The problem is that the author of your SMART software doesn't understand Seagate's SMART format. SMART is not standardised -- manufacturers implement SMART in their own proprietary way, and the format often varies between models from the same manufacturer.

The author misinterprets the Hardware ECC reCovered (sic) as a percentage health value. In fact the normalised value of a similar attribute, at least for some Seagate models, is given by the formula ...

Raw Read Error Rate = 10 * log10(NumberOfSectorsTransferredToOrFromHost * 512 * 8 / (Number of sectors requiring retries))

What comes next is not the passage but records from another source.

PR #999, opened 2019-07-11
modify df-tru to use implication (id) instead of biconditional (biid)

benjub:
* Modify df-tru to use implication (id) instead of biconditional (biid) as definiens (with @digama0's agreement, https://groups.google.com/d/msg/metamath/t68Dkr0euMw/j6eq8FiOCAAJ).
* Prove the older definition as df-tru2.
* Adapt trujust and relabel the previous trujust as trujustOLD.
* Slightly reorder statements to have the two consecutive triples ($c T. ; wtru ; df-tru) and ($c F. ; wfal ; df-fal).

@nmegill As for trujustOLD and/or dftru2: I think they can be removed right now without waiting for a year.  Tell me what you prefer.

### DIFF
--- a/discouraged
+++ b/discouraged
@@ -1534,6 +1534,7 @@
 "bj-inftyexpidisj" is used by "bj-minftynrr".
 "bj-inftyexpidisj" is used by "bj-pinftynrr".
 "bj-inftyexpiinv" is used by "bj-inftyexpiinj".
+"bj-vexw" is used by "bj-ralvw".
 "blo3i" is used by "ipblnfi".
 "blocn" is used by "blocn2".
 "blocn2" is used by "ubthlem1".
@@ -14215,6 +14216,7 @@ New usage of "bj-inftyexpiinv" is discouraged (1 uses).
 New usage of "bj-rabtrALT" is discouraged (0 uses).
 New usage of "bj-rabtrAUTO" is discouraged (0 uses).
 New usage of "bj-sbeqALT" is discouraged (0 uses).
+New usage of "bj-vexw" is discouraged (1 uses).
 New usage of "bj-xpima1snALT" is discouraged (0 uses).
 New usage of "blo3i" is discouraged (1 uses).
 New usage of "blocn" is discouraged (1 uses).
--- a/discouraged
+++ b/discouraged
@@ -15265,6 +15265,7 @@ New usage of "dfpjop" is discouraged (4 uses).
 New usage of "dfprm2OLD" is discouraged (0 uses).
 New usage of "dfsup2OLD" is discouraged (1 uses).
 New usage of "dfsup3OLD" is discouraged (0 uses).
+New usage of "dftru2" is discouraged (0 uses).
 New usage of "dfvd1imp" is discouraged (1 uses).
 New usage of "dfvd1impr" is discouraged (1 uses).
 New usage of "dfvd1ir" is discouraged (16 uses).
--- a/discouraged
+++ b/discouraged
@@ -15267,7 +15267,6 @@ New usage of "dfpjop" is discouraged (4 uses).
 New usage of "dfprm2OLD" is discouraged (0 uses).
 New usage of "dfsup2OLD" is discouraged (1 uses).
 New usage of "dfsup3OLD" is discouraged (0 uses).
-New usage of "dftru2" is discouraged (0 uses).
 New usage of "dfvd1imp" is discouraged (1 uses).
 New usage of "dfvd1impr" is discouraged (1 uses).
 New usage of "dfvd1ir" is discouraged (16 uses).
--- a/discouraged
+++ b/discouraged
@@ -18457,6 +18457,7 @@ Proof modification of "bj-axc16" is discouraged (5 steps).
 Proof modification of "bj-axc16g" is discouraged (30 steps).
 Proof modification of "bj-axd2d" is discouraged (16 steps).
 Proof modification of "bj-axdd2" is discouraged (28 steps).
+Proof modification of "bj-axext3" is discouraged (57 steps).
 Proof modification of "bj-axrep1" is discouraged (190 steps).
 Proof modification of "bj-axrep2" is discouraged (181 steps).
 Proof modification of "bj-axrep3" is discouraged (122 steps).


nmegill:
@benjub We are going to make df-tru become ( A. x x = x -> A. x x = x ) so I'm not sure I understand the benefit of this.

benjub:
I did not know the decision was taken, but if indeed you plan to make the change you propose soon, then the present PR is not useful.

david-a-wheeler:
I also thought we were going to use ` ( A. x x = x -> A. x x = x ) ` instead.

Note that there are a number of *other* unrelated changes in this patch, e.g., "distinguish" to "different".  I think it'd be better to move those potential changes (if still desired) into different pull requests so they could be considered separately.  Some don't seem useful, some *do* seem useful.  E.g.:

- is changing "distinguished" to "different" a good thing?
- the added comment for infmxrlb looks helpful to me and we *should* do that.

benjub:
@david-a-wheeler :
* "distinguished" may have other meanings, for instance in a topological space, two points are "distinguished" if they do not have the same neighborhood systems.  On the other hand, "different" has a clear meaning.
* Since I'm not well versed into github, I do not always know if it's better to group the small changes or not.  I don't want to cause too much work to the person doing the merge...

digama0:
Regarding "distinguished" v. "different", they are not synonyms, but in the statement it is proving that +oo and -oo are not equal, which is accurately described as "different" rather than "distinguished" (which may also be applicable but is not relevant to the theorem).

digama0:
As long as everything in the PR is uncontroversial, there isn't much of a problem with disparate stuff in it, although it's less organized. But if there is contention, then it's hard to accept only part of a PR, so in that case it's best to split up the parts so that some stuff gets in and other stuff doesn't. In this case, I would want the stuff that involves changes to df-tru to be separate from anything else, because changing axioms is always contentious.

benjub:
I reverted the commit regarding df-tru (git is not that bad after all!).

nmegill:
I have already done some work defining df-tru with  ( A. x x = x -> A. x x = x ).  I tried to make the pred calc intrusion into prop calc as "invisible" as possible by introduce the $v for x in the scope of df-tru (and the first theorem) so that it can't be referenced outside that scope.  The $v for x is later re-introduced globally at the start of pred calc like it is now.  I will try to merge this work into set.mm tonight.

I haven't yet moved up any prop calc theorems after df-tru that don't need df-tru.  That needs to be done carefully because we don't won't to break up studies of prop calc axiomatizations that use "F.".  But that is lower priority and can be done later.

nmegill:
I put the definition of df-tru as ( A. x x = x -> A. x x = x ) in commit 4653b13.

nmegill:
@benjub If you want to change dftru2 (the renamed df-tru) to use ph -> ph instead of ph <-> ph, feel free to do so at your convenience.

benjub:
@nmegill I propose to:
* change dftru2 to use -> instead of <-> (this is very minor)
* currently, dftru2 is the only theorem that references df-tru, contrary to what is written in the comment of df-tru.  I propose to prove dftru2 from tru (via 2th), istelf proved from df-tru.
* Rearrange the order so as to have: trujust ; $c T. ; wtru ; df-tru ; $c F. ;  wfal ; df-fal ; tru ; fal ; dftru2 ...
* Rearrange the sectioning to have:
1.2.9. Other logical connectives
1.2.9.1. Logical NAND
1.2.9.2. Logical XOR
1.2.10. Theorems for VD... <--- I volunteer to progressively move all theorems either in earlier sections or to AS's mathbox, so as to remove this subsection
1.2.11. Half-adder and full-adder in propositional calculus <-- replace cadtru with |- ps => |- cadd(ps,ps,ph)
1.2.12. Propositional calculus with logical constants
1.2.12.1. Universal quantifier for use by df-tru
1.2.12.2. Equality predicate for use by df-tru
1.2.12.3. The logical constants True and False
1.2.12.4. Truth tables
1.3....

nmegill:
> @nmegill I propose to:
> 
> * change dftru2 to use -> instead of <-> (this is very minor)
> * currently, dftru2 is the only theorem that references df-tru, contrary to what is written in the comment of df-tru.  I propose to prove dftru2 from tru (via 2th), istelf proved from df-tru.
> * Rearrange the order so as to have: trujust ; $c T. ; wtru ; df-tru ; $c F. ;  wfal ; df-fal ; tru ; fal ; dftru2 ...

The above is all OK.

> * Rearrange the sectioning to have:
>   1.2.9. Other logical connectives
>   1.2.9.1. Logical NAND
>   1.2.9.2. Logical XOR
>   1.2.10. Theorems for VD... <--- I volunteer to progressively move all theorems either in earlier sections or to AS's mathbox, so as to remove this subsection
>   1.2.11. Half-adder and full-adder in propositional calculus <-- replace cadtru with |- ps => |- cadd(ps,ps,ph) ; remove cadanOLD
>   1.2.12. Propositional calculus with logical constants
>   1.2.12.1. Universal quantifier for use by df-tru
>   1.2.12.2. Equality predicate for use by df-tru
>   1.2.12.3. The logical constants True and False
>   1.2.12.4. Truth tables
>   1.3....

The above content changes are OK, but I object to changing the section levels and section titles.

In particular, I used subsubsections to group A. , =, and df-tru together as "pieces" of the final df-tru definition, so I indented them all together so these three would stand out as building up to df-tru.  Obviously we don't want to use A. and = outside of df-tru.  But by making everything around it subsubsections also, we lose the obvious grouping of A. , =, and df-tru.   However, I also don't want to add a a subsubsubsection level just to handle this one case - it is a lot of work to add a new level to metamath.exe.

In other words I would like to keep the present titles and levels starting from the present "1.2.11  True and false constants", and would like to keep that title rather than change it to "Propositional calculus with logical constants" (there are never going to be more than 2 anyway).  "1.2.12 Truth tables" should start a new subsection (not subsubsection) like it does now, so it becomes obviously separated from the {A., =, df-tru} grouping.  I think it is important to emphasize that grouping, because the mixture of prop and pred calc in that area is bound to be confusing to some people.

I also don't see the point of wasting a subsubsection level for "Other logical connectives".  I don't feel as strongly about this one if you really want to do that, but all the other connectives (AND, OR,...) have their own subsection level, and the new title "Other logical connectives" is an extra line in the TOC that seems unnecessary just to announce two new connectives.

nmegill:
> * Rearrange the order so as to have: trujust ; $c T. ; wtru ; df-tru ; $c F. ;  wfal ; df-fal ; tru ; fal ; dftru2 ...

This will be somewhat less elegant because we will have to break up the scoping ${ ... $} into 2 pieces in order to introduce $c T. in the middle (a constant can be declared only in the outermost scope).  Moreover, it requires reintroducing the local setvar x again in the 2nd scope, with a different label.

I won't object if you have a good reason for doing this, but keep in mind that it breaks up the local setvar scope, which I tried to keep in one place to minimize the introduction of local setvars.

nmegill:
@benjub Here is my proposed text for the df-tru comment.
```
    $( Definition of the truth value "true", or "verum", denoted by ` T. ` .
       This is a tautology, as proved by ~ tru .  In this definition, an
       instance of ~ id is used as the definiens, although any tautology, such
       as an axiom, can be used in its place.  This particular ~ id instance
       was chosen so this definition can be checked by the same algorithm as is
       used for predicate calculus.  This definition should be referenced
       directly only by ~ tru , and other proofs should depend on ~ tru
       (directly or indirectly) instead of this definition, since there are
       many alternative ways to define ` T. ` .  (Contributed by Anthony Hart,
       13-Oct-2010.)  (Revised by NM, 11-Jul-2019.)

```
Of course tru would go where dftru2 is now (i.e. inside of the scope with setvar x), and dftru2 would go where tru is now.  Whether to "discourage" the use of dftru2 is optional and probably unnecessary, but you can decide.

benjub:
So to be sure: is the following ok?
1.2.9.  Logical 'nand' (Sheffer stroke)
1.2.10.  Logical 'xor'
1.2.11. Theorems for VD... [to be remove progressively]
1.2.12. Half-adder and full-adder in propositional calculus
1.2.13. True and false constants
1.2.13.1. Universal quantifier for use by df-tru
1.2.13.2. Equality predicate for use by df-tru
1.2.13.3. Define the true and false constants
1.2.14. Truth tables
1.3....

digama0:
I object to the change to cadtru. The "generalized" cadtru already exists, it's called cad11. If df-tru is moving after df-cad, then this theorem should move with it, perhaps near the truth tables.

benjub:
As for the order, can I simply move tru between df-tru and dftru2, inside the scope?

benjub:
@digama0 ok to move cadtru as the last theorem in the subsection "Truth tables"

nmegill:
> So to be sure: is the following ok?
> 1.2.9. Logical 'nand' (Sheffer stroke)
> 1.2.10. Logical 'xor'
> 1.2.11. Theorems for VD... [to be remove progressively]
> 1.2.12. Half-adder and full-adder in propositional calculus
> 1.2.13. True and false constants
> 1.2.13.1. Universal quantifier for use by df-tru
> 1.2.13.2. Equality predicate for use by df-tru
> 1.2.13.3. Define the true and false constants
> 1.2.14. Truth tables
> 1.3....

This is fine with me (subject to Mario's later comments).

nmegill:
> As for the order, can I simply move tru between df-tru and dftru2, inside the scope?

I think dftru2 should be outside the scope because its proof from tru will not need any setvar.

Basically:

$c T.
${
  $v...
  trujust $p...
  df-tru $a...
  tru $p... (proved from df-tru)
$}
dftru2 $p... (proved from tru)

dftru2 is probably not useful for anything.  It exists to illustrate how df-tru could be defined without pred calc machinery (but w/ more complex justification).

... where the factor of 512*8 is used to convert from sectors to bits. The attribute value is only computed when the number of bits in the transferred bits count is in the range 10^10 to 10^12.

The raw value of the Read Error Rate is actually a sector count, not an error count. When the sector count reaches 250,000,000 or so, it then rolls over to 0.

I don't know how Hardware ECC Recovered is related to Raw Read Error Rate, but I expect that it is logarithmic as well (as is the Seek Error Rate).